Убийство на улице Длинной, или Первое дело Глюка | страница 9
— А вы, господин Горохов, тоже с ними были? — обратился тут неожиданно Константин Аркадьевич к главному своему подозреваемому.
— Никак нет, господин околоточный надзиратель, — в тон ему, что Константин Аркадьич почел за дерзость, ответил студент. — Имею твердое убеждение, что юноши их возраста должны приучаться к самостоятельности. К тому же я им не гувернер, а учитель, мое дело передать им знания, но никак не следить за соблюдением распорядка.
Слова эти выговорив, студент покосился на госпожу Новикову, отвернувшуюся с таким видом, словно бы их, слова эти, она не слыхала. Константин Аркадьевич не стал углубляться в дебри их (студента с хозяйкою) взаимоотношений, но продолжал спрашивать:
— Так чем же вы изволили заниматься? Книжки читали? По саду прогуливались?
— С книжкою сидел в саду, в беседке. После туда же пришла мадемуазель Рено, и мы с ней немного поболтали.
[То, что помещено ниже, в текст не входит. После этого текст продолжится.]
Issue #1652, opened 2026-08-21
[Roadmap] Optimization for CosyVoice3


PoTaTo-Mika:
SGLang-Omni has already supported CosyVoice3-0.5B, and we are going to optimize this model.

Open for contributions, please quote this issue in your pull request.

# GPU
## S3-Tokenizer

- [x] Multi-thread speaker encoder encoding. #1755 
- [x] Batch inference for S3-Tokenizer. [Tested no effect] #1693 

## AR

- [x] Streaming output. https://github.com/sgl-project/sglang-omni/pull/1656
- [x] AR overlap schedule. [Tested no effect] https://github.com/sgl-project/sglang-omni/pull/1669

## DiT

- [x] Batch inference for Flow decoder. https://github.com/sgl-project/sglang-omni/pull/1663
- [x] Chunk-wise inference for streaming. https://github.com/sgl-project/sglang-omni/pull/1656
- [x] torch.compile for DiT backbone. https://github.com/sgl-project/sglang-omni/pull/1670
- [x] TensorRT acceleration. #1858 
- [x] Fix flow auto-cast bugs. https://github.com/sgl-project/sglang-omni/pull/1715
- [ ] (**This is an optional optimization**) Step-distillation for flow-decoder. #1673 We should support LoRA at the framework level. https://github.com/a710128/nanovllm-voxcpm https://huggingface.co/collections/openbmb/voxcpm @PoTaTo-Mika we shall make a sub-roadmap for this

## Vocoder

- [x] Batch inference for HiFT Vocoder. #1844 

## General

Several kernel fusions are welcome if proven efficient.

# NPU (Ascend)

- [x] Support model. https://github.com/sgl-project/sglang-omni/pull/1694
- [ ] TBD...

nagisa-kunhah:
Hi @PoTaTo-Mika , is this issue open for contributions? If so, I'd like to give Batch Inference for the Flow Decoder a try.

guozhihao-224:
hi @PoTaTo-Mika  I'd like take "chunk-wise inference for streaming." of DIT stage

yuangxu:
Hello @PoTaTo-Mika, I'd like to work on torch.compile support and decode CUDA-graph for the AR stage

CAICAIIs:
hi, I'd like to take 'torch.compile for DiT backbone' — plan: align chunk-shape buckets with the streaming work, benchmark eager vs compiled on RTF, gate on WER/similarity.

[...]

PR #1655, opened 2026-08-21
[Perf][Fun-CosyVoice3] Batch HiFT vocoder inference

wirybeaver:
## Motivation

Fun-CosyVoice3's vocoder scheduler can coalesce requests, but HiFT was still invoked once per request. This implements the HiFT batch-inference item from the CosyVoice3 optimization roadmap without changing the existing Flow batching behavior.

## Modifications

- retain the existing Flow inference path and group its resulting mel tensors by exact frame length
- invoke HiFT once per compatible group without padding variable-length mel tensors
- restore waveforms to original request order and preserve each request's sample rate
- reject unexpected HiFT output batch cardinality
- add unit coverage for mixed-length grouping, batched tensor shapes, output ordering, and cardinality errors

## Related Issues

Related to #1652.

## Accuracy Test

- Fun-CosyVoice3 unit suite: 42 passed
- focused vocoder suite: 8 passed
- adjacent dots.tts and Fish Audio vocoder suites: 14 passed
- changed-line coverage: 100% (48/48)

The batching path only combines equal-length mel tensors; it does not pad variable-length inputs.

A paired real-checkpoint HiFT replay on H100 used three fixed speech-feature tensors extracted with the pinned CosyVoice frontend (207, 230, and 267 mel frames). Each batch repeated the same tensor so serial and batched calls consumed identical inputs. All output cardinality checks passed, all waveforms were finite, and batch-size-one output was exactly identical.

For batch sizes 2, 4, and 8, the observed numerical differences versus serial inference were input-dependent: RMS difference ranged from `3.88e-4` to `3.60e-3`, SNR from `26.38` to `37.94 dB`, and maximum absolute difference reached `0.0730`. At batch 8:

- 207 frames: RMS `0.003601`, SNR `26.38 dB`
- 230 frames: RMS `0.002045`, SNR `33.84 dB`
- 267 frames: RMS `0.000894`, SNR `30.69 dB`

These differences are larger than the earlier independent validation on another mel set (`3e-4` to `1.8e-3`, `41-57 dB`), indicating that the numerical delta depends on the input. No perceptual-equivalence claim is made from these metrics alone. The earlier real-checkpoint serving validation reported sane waveforms, correct ordering/sample rates, and no request failures: https://github.com/sgl-project/sglang-omni/pull/1655#issuecomment-5377558074.

### HiFT-only replay

[...]

PR #1656, opened 2026-08-21
[Fun-CosyVoice3] Causal streaming vocoder (AR stream_to + chunk-wise Flow/HiFT)

guozhihao-224:
## Motivation
Fun-CosyVoice3 already served buffered `/v1/audio/speech`. This PR enables causal streaming that matches upstream `CosyVoice3Model.token2wav`: the AR stage emits speech tokens as they are generated, and Flow + HiFT decode chunk-wise so the client can start playback before the utterance finishes.

Covers two items on the CosyVoice3 optimization roadmap (#1652):
- AR: Streaming output
- DiT: Chunk-wise inference for streaming

## Modifications
- Pipeline: `tts_engine.stream_to=["vocoder"]`, `can_accept_stream_before_payload=True`, `supports_streaming_vocoder=True`.
- AR (`model_runner`): collect FSQ tokens (`id < 6561`); first flush at 28 tokens (`hop=25 + lookahead=3`), then every 25; first chunk carries Flow prompt tensors; `on_request_finished` force-flushes the remainder.
- Vocoder: `FunCosyVoice3StreamingVocoderScheduler` on `StreamingVocoderBase`. Intermediate hops: `flow.inference(..., streaming=True, finalize=False)` on `tokens[:offset+hop+3]`, slice mel at `token_offset * 2`. Remainder: `streaming=False, finalize=True`. Hop growth `25 → 50 → 100`. First hop pads prompt token length to a multiple of 25. Causal HiFT accumulates mel and emits `speech[speech_offset:]`.
- Non-streaming stays a single `token2wav(..., streaming=False, finalize=True)` pass. Speed is still applied on the shared speech-response path, not inside the vocoder. No CosyVoice2 overlap-fade, no `inference_chunk` KV cache, no hop-size change.
- Docs: cookbook streaming (`stream: true` + `response_format: "pcm"`) and SeedTTS `--stream --generate-only`; `docs/basic_usage/tts.md` notes causal streaming.
- Tests: `tests/unit_test/fun_cosyvoice3/test_streaming.py` (hop math, payload-first vocoder, lookahead gate, AR flush, hop 25→50 glue). Existing vocoder kernel tests keep a FakeFlow that does not subtract lookahead.

## Related Issues
Partial of #1652 (AR streaming output + DiT chunk-wise streaming).
Does not close the issue.

## Accuracy Test
Non-streaming path is unchanged (one Flow + HiFT pass over the full token sequence). Causal streaming can differ slightly from the buffered path, as documented in the cookbook Known Limitations.

Unit: `tests/unit_test/fun_cosyvoice3/` (47 passed).

GPU generate-only, `stream: true`, Seed-TTS-Eval, 0 failed requests:
- EN 1088, `c=16`
- ZH 2020, `c=16`, `--no-ref-text`

No ASR / WER pass in this PR.

## Benchmark & Profiling
Streaming generate-only on 1× GPU, production yaml, `--stream`:

| Split | n | c | Failed | Latency mean | RTF mean | TTFC mean | Throughput |
| EN | 1088 | 16 | 0 | 14.23 s | 3.26 | 13.28 s | 1.12 req/s |
| ZH | 2020 | 16 | 0 | 13.65 s | 2.66 | 12.51 s | 1.17 req/s |

Streaming is working (first PCM ≈ 1.3 s audio, not the full utterance;`lat − TTFC` ≈ 1 s). The high `c=16` TTFC is GPU saturation: Flow `inference` is `assert batch==1` and vocoder `decode_batch` is a serial loop, so 16 first hops queue on one GPU. Unloaded / first-in-wave TTFC is 0.55–0.76 s; earlier `c=2` smoke was ~1.8 s. Use low concurrency to measure TTFC; `c=16` is a throughput point copied from the non-stream cookbook. Follow-ups on #1652: Flow decoder batch inference, HiFT batch inference, DiT `torch.compile`.

## Checklist
- [x] Add unit tests.


Kozmosa:
hi @guozhihao-224

i also picked up the ar streaming output item and built the producer side with the moss-style stream_output_builder pattern. your PR covers the full path end to end, so mine is now positioned as a reference implementation only, no overlap intent from my side.

i have an H100 box with the Fun-CosyVoice3-0.5B-2512 checkpoint and a serving benchmark harness set up, and recently ran third-party validation for #1655 (unit + serving + in-process numerics). if useful for this PR i am glad to help with independent gpu verification of the streaming path, review, or anything else. also feel free to lift anything from #1662 if the scheduler-builder emission pattern is ever preferable to the model_runner outbox for some part.

guozhihao-224:
Thanks @Kozmosa — really glad you wrote,That's the kind of coordination this roadmap needs. This PR will add you as a co-author on the follow-up commit / at merge.

Happy to treat this as shared work. Independent H100 verification would be genuinely useful: we have SeedTTS EN/ZH generate-only on one H200, but a second box (and a low-concurrency TTFC pass at c=1 or c=2, not only c=16) would make the streaming claim much stronger. If you hit gaps, please open them here — patches on this branch are welcome.

On the producer shape: this PR currently flushes at the vocoder hop gates (28 then 25, with Flow prompt tensors on the first chunk), because CosyVoice3's DiT only runs at those boundaries. #1662's builder has a clean cursor / exactly-once story, and I'd like to dig into whether the hop gate should live in the producer, the vocoder, or both.

Kozmosa:
thanks @guozhihao-224, glad this is useful. i will run the low-concurrency ttfc pass (c=1 and c=2, en and zh if i can get a zh prompt wav working) on my H100 today and report back here.

quick thought on the hop gate while i set that up: i would put it in the producer and keep the vocoder boundary-agnostic. the dit only makes progress at hop boundaries either way, emitting finer than the hop just adds per-step ipc for no decode progress, so the producer throttling to 28/25 seems right. the vocoder still accepting arbitrary chunk boundaries keeps the two sides decoupled, and the exactly-once cursor story should hold wherever the gate ends up. happy to dig deeper once i have your branch running here.

Kozmosa:
ran the low-concurrency pass. 1x H100 PCIe, colocated 3 stages, Fun-CosyVoice3-0.5B-2512, fixed seeds per request. en used ref_text, zh ran cross-lingual (no transcript for my prompt wav). 0 errors across everything.

short utterances (en ~4.7s / zh ~3.2s audio), stream=true pcm:
- c=1: en ttfc avg 0.59s (0.48-0.91), total 1.08s | zh ttfc avg 0.61s (0.40-1.31), total 0.89s
- c=2: en ttfc avg 1.08s | zh avg 0.79s

this matches your unloaded 0.55-0.76s ttfc claim on an independent box (h100 vs your h200).

one honest caveat worth a line in the writeup: at c=1 with short utterances the pipeline is so fast that buffered completes in 0.47-0.58s total, so ttfc is roughly equal to buffered latency and chunk-wise flow+hift roughly doubles the server wall time. the headstart shows up clearly once audio gets longer: same setup, ~24s utterance, c=1, stream ttfc 0.53s vs buffered total 2.34s, about 4.4x earlier playback start. streaming total 5.0s is still rtf ~0.2.

happy to rerun any cell with other lengths or concurrency if useful.

sglang_omni/models/fun_cosyvoice3/model_runner.py
```diff
@@ -77,18 +93,77 @@ def _collect_tokens(
...
+        sched_req: Any,
+        token: torch.Tensor,
+    ) -> None:
+        data = sched_req.data
+        if self._outbox is None or data.stream_metadata is None:
+            return
+        data.stream_code_buffer.append(token)
+        data.stream_code_seen += 1
+        if int(data.stream_code_next_flush) <= 0:
+            data.stream_code_next_flush = AR_INITIAL_FLUSH_TOKENS
```
AkazaAkane: `_queue_or_emit_code_chunk` always schedules the first AR emission at 28 tokens, but the vocoder's first causal boundary is `25 + prompt_pad + 3`. For a reference prompt whose Flow-token length is not divisible by 25, the 28-token message cannot decode; because the next producer message is not sent until token 53, TTFC is delayed by `25 - prompt_pad` AR steps. For example, prompt length 10 gives `prompt_pad=15`, so the earliest valid boundary is 43, but this path waits until 53.

sglang_omni/models/fun_cosyvoice3/streaming_vocoder.py
```diff
@@ -0,0 +1,347 @@
...
+
+    def fallback_full_decode(
+        self,
+        request_id: str,
+        payload: StagePayload,
+        state: _CosyVoice3StreamState,
+    ) -> torch.Tensor | None:
+        del request_id, state
+        pipeline_state = FunCosyVoice3State.from_dict(payload.data)
+        if pipeline_state.audio_codes is None:
```
AkazaAkane, line 805: `fallback_full_decode` returns `None` when `audio_codes` is missing or empty.
When no stream chunk was emitted, `StreamingVocoderBase.on_stream_done` then
continues and emits a successful terminal result with no audio.

but the buffered path explicitly treats an empty token sequence as an error in
`token2wav_chunk`, and `test_cosyvoice3_vocoder_raises_on_empty_token_sequence`
documents that contract. The streaming path should not turn a control-only or
otherwise failed AR generation into an empty successful response.

sglang_omni/models/fun_cosyvoice3/model_runner.py
guozhihao-224: Good catch — the producer was using a pad=0 first flush (28) while the vocoder's first causal boundary is 28 + prompt_pad.

Fixed in [bf924b7](https://github.com/sgl-project/sglang-omni/pull/1656/commits/bf924b76244d6e4c94a79f4fc7886ae756494bc3): the first AR flush is now `first_ar_flush_tokens(prompt_len)` so a prompt of length 10 (pad=15) emits at 43, not 53. Added a unit test for that case, and the cookbook no longer hard-codes 28.

sglang_omni/models/fun_cosyvoice3/streaming_vocoder.py
guozhihao-224: Agreed. `fallback_full_decode` now raises the same `RuntimeError` as `token2wav_chunk` (`no usable speech tokens`) when `audio_codes` is missing or empty, instead of returning a successful empty result. Covered in `test_streaming_vocoder_fallback_raises_on_empty_audio_codes`.

guozhihao-224:
## update in 
## Setup
Hardware: 1× NVIDIA H200（CUDA_VISIBLE_DEVICES=5）
Model: FunAudioLLM/Fun-CosyVoice3-0.5B-2512
Config: examples/configs/fun_cosyvoice3_0_5b.yaml（enable_dit_torch_compile: false，默认 bf16）
Runtime: SGLang 0.5.18 / torch 2.13
Client: benchmark_tts_seedtts --generate-only --stream --max-concurrency 16 --seed 1234
Workload: SeedTTS EN 1088，带 ref_text，warmup 16

## Results


Metric | #1656 stream, compile=off | #1656 stream, compile=on | #1656 buffered, compile=off | #1656 buffered, compile=on
-- | -- | -- | -- | --
Throughput (req/s) | 1.051 | 1.852 (+76%) | 2.331 (+122%) | 2.324 (+121%)
Latency mean (s) | 15.151 | 8.602 (−43%) | 6.833 (−55%) | 6.842 (−55%)
Latency p95 (s) | 21.364 | 12.122 (−43%) | 8.429 (−61%) | 8.265 (−61%)
RTF mean | 3.504 | 1.974 (−44%) | 1.575 (−55%) | 1.577 (−55%)
TTFC mean (s) | 14.247 | 7.926 (−44%) | n/a | n/a

guozhihao-224:
@PoTaTo-Mika  Full Seed-TTS en, 1088 samples, stream, generate-only, seed 1234. Remote feat/fun-cosyvoice3-causal-streaming with DiT torch.compile on;
Concurrency | TTFC mean | Latency mean | Throughput | Failures
-- | -- | -- | -- | --
c=1 | 0.68s | 1.02s | 0.98 req/s | 0
c=2 | 0.97s | 1.46s | 1.37 req/s | 0
c=4 | 1.35s | 2.01s | 1.99 req/s | 0
c=8 | 3.26s | 3.96s | 2.02 req/s | 0

TTFC rises with concurrency mainly due to queueing, not slower per-request work: 0.68s at c=1 vs 3.26s at c=8. Throughput saturates around c=4 (~2 req/s) and barely increases at c=8. High-concurrency TTFC is dominated by the queue.

guozhihao-224:
## Update: causal streaming keep-set (Module TRT + hop coalesce)
### Changes
- Causal streaming (`streaming.py` / `streaming_vocoder.py`) with cross-request first/follow-up hop coalescing and a short first-hop peer wait

- `FlowEstimatorTRTModule` attach (`fallback` + `wrap_module=True`): CosyVoice takes the `nn.Module` path (profile-checked enqueue, CFG-pair chunking) instead of raw `execute_async_v3` with hard-coded CFG batch=2, which is unsafe under packed hop-batch concurrency
- TRT mel time profile max **5000**, with PyTorch DiT fallback on profile miss
- Docs and unit coverage for Module wrap and hop-batch flags

### Benchmarks — SeedTTS EN full (n=1088), H200, `stream=true`, Flow TRT,
ASR=`Qwen/Qwen3-ASR-1.7B`
| Concurrency | QPS | Latency mean | TTFP mean | TTFP p99 | WER | ok/fail |
|---:|---:|---:|---:|---:|---:|---|
| 1 | 1.59 | 0.63s | 0.27s | 0.39s | **1.62%** | 1088/0 |
| 4 | 3.59 | 1.11s | 0.47s | 0.77s | **6.88%** | 1088/0 |
| 16 | 4.13 | 3.86s | 0.82s | 2.04s | **8.81%** | 1088/0 |

**Comparisons (same dataset / ASR where applicable)**
| Configuration | C | QPS | TTFP mean | WER |
|---|---:|---:|---:|---:|
| This PR (stream + Module TRT + hop coalesce) | 16 | 4.13 | **0.82s** | 8.81% |
| non-stream TRT full (`ab_post_merge_full_en`) | 1 / 16 | 1.77 / 9.62 | n/a (buffered) | ~1.83% / ~1.84% |
| Dots stream full (`results/dots-stream-ab-full/slot`) | 1 → 16 | — | — | 1.26% → 1.33% |


### WER vs concurrency (streaming-specific)
- Not explained by ASR instability: non-stream Fun-CosyVoice3 and Dots WER stay flat across concurrency.
- Under load, `B>1` uses packed `inference_causal`; `B=1` keeps native `Flow.inference`.
- At C=16, more mid/high-WER utterances and often shorter audio vs C=1 suggest finalize/leftover starvation under one-hop-per-step scheduling.
- Dots also uses DiT, but batches isomorphic MeanFlow steps without a CosyVoice hop-pack bypass; WER remains stable.

### Follow-up roadmap
1. **Near-term A/B** — Keep first-hop coalescing for TTFP; disable follow-up hop batching and/or prioritize finalize/leftover. Success: C=16 WER near C=1, TTFP still well below the serial-hop ~4s regime.
2. **Packing limits** — Cap follow-up batch width / padding waste if (1) is insufficient.
3. **Numerical parity** — Make packed singleton ≡ native B=1 (pad/mask); remove quality gap between batched and serial hops.
4. **Longer-term** — Step-level isomorphic DiT/Euler continuous batch (Dots-like), only if (1)–(3) leave an unacceptable TTFP/WER tradeoff.
Item 

(1) is the highest-ROI check that coalescing can preserve TTFP without switching to a lower-quality numerical path after the first hop.

AkazaAkane (commented):
This changes the conditioning relative to upstream CosyVoice3. Upstream does not pad flow_prompt_speech_token / prompt_speech_feat; it keeps the prompt unchanged and adds prompt_token_pad to the first generated-token hop, i.e. the first decode waits for token_hop_len + prompt_token_pad + pre_lookahead_len generated tokens.

Here we instead repeat the last prompt token/feature up to a hop boundary and always allow the first AR flush at 28 tokens. For example, with a 10-token prompt, upstream waits for 43 generated tokens while this path synthesizes 15 additional prompt tokens/features and decodes at 28.

Since those extra repeated prompt frames become actual Flow conditioning, this is not just scheduler bookkeeping and can change the generated audio. Could we keep the prompt tensors unchanged and carry prompt_pad into the first-hop threshold, matching upstream?

PoTaTo-Mika (approved):
Streaming is a required feature for all tts models.
Though streaming introduces latency, CosyVoice still keeps real-time on most of the requests.
A further refactor on codebase should be planned and built.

Константин Аркадьевич даже затрепетал (внутренне) от такового признания. Поболтали! С погибшей!
— И о чем же, позвольте спросить, вы болтали с покойною?
— О том - о сем, — пожал студент плечами, — в основном о французской литературе. Я слабоват в языке, и мадемуазель Рено любезно предложила мне заняться моим произношением.
— Значит, болтали вы по-французски? А почему не по-русски? Что, мамзель языка не знала?
— Да она прекрасно владела русским языком, я, когда с нею познакомилась, даже не поверила сразу, что она француженка! — встряла в разговор госпожа Новикова. — За тридцать лет в России она и обрусела совсем, даже варенье варила вместе с Агафьей, и травники ставила!
Константин Аркадьевич развернулся к хозяйке.
— Мадам Новикова, со всем моим к вам уважением я вас попрошу пока что воздержаться. Вопросы я задаю господину студенту, пускай он и отвечает.
— Мадемуазель Рено, Елизавета Александровна, вовсе не была француженкой, а была она уроженкою Лозанны, что в Швейцарии, и, помимо французского и русского, прекрасно владела еще и немецким, и итальянским, чуть хуже – английским. А по-французски, господин околоточный надзиратель, мы беседовали по моей просьбе, как я уже отметил, в этом языке я слабоват, и хотел попрактиковаться. Мадемуазель же Рено с радостью ухватилась за возможность общения на языке родном.
— Ну, хорошо, вы поболтали, а потом?
— А потом мы попрощались, пожали друг другу руки и направились в разные стороны, мадемуазель ушла в дом, а я спустился к морю. Вернулся я поздно, и сразу же пошел к себе. И ничего не видел и не слышал.